Return all lines of the data in which the string "enforce" occurs.

> Data
_ _ _
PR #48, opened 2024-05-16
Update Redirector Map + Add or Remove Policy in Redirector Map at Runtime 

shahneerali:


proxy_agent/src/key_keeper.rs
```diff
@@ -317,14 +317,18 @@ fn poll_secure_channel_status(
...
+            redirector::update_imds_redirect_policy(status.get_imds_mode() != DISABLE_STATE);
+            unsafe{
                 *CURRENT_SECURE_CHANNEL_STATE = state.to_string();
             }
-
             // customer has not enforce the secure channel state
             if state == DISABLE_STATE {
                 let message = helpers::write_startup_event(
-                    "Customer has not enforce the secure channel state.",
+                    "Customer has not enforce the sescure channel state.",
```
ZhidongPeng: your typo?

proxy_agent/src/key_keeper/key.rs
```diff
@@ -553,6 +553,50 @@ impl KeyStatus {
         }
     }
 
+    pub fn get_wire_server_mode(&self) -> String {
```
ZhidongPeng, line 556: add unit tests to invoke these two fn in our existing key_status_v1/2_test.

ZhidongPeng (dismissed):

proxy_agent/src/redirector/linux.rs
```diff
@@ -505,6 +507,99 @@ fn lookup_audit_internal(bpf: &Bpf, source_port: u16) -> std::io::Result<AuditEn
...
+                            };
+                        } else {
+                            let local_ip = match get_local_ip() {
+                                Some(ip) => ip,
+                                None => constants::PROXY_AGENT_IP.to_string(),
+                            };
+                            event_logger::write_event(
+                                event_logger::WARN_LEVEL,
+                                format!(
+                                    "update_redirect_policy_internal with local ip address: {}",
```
_ _ _
> Result
             // customer has not enforce the secure channel state
-                    "Customer has not enforce the secure channel state.",
+                    "Customer has not enforce the sescure channel state.",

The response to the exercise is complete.